From the records, pick out and copy each line containing "little".

═════ Excerpted data

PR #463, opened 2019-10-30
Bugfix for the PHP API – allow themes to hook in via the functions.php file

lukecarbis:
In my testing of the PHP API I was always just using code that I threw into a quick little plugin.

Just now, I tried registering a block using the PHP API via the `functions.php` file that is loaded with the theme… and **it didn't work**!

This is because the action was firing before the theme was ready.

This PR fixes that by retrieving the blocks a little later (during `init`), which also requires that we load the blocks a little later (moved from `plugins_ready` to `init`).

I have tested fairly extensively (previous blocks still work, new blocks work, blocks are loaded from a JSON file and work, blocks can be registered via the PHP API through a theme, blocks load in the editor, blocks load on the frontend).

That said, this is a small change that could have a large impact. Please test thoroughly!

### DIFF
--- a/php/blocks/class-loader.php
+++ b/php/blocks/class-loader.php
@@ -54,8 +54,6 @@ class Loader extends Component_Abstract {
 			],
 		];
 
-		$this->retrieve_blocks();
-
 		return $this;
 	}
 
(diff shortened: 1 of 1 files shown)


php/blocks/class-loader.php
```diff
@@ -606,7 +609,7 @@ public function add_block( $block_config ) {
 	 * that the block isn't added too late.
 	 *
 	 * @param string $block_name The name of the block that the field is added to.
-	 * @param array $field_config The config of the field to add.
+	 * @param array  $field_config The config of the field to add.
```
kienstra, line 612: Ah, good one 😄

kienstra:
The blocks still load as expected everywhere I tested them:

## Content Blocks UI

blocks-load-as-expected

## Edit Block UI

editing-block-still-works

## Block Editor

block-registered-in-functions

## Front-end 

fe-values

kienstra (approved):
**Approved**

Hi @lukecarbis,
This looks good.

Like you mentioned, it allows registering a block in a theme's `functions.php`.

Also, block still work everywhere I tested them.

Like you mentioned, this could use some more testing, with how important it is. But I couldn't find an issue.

══════════

### Output for this exercise:
In my testing of the PHP API I was always just using code that I threw into a quick little plugin.
This PR fixes that by retrieving the blocks a little later (during `init`), which also requires that we load the blocks a little later (moved from `plugins_ready` to `init`).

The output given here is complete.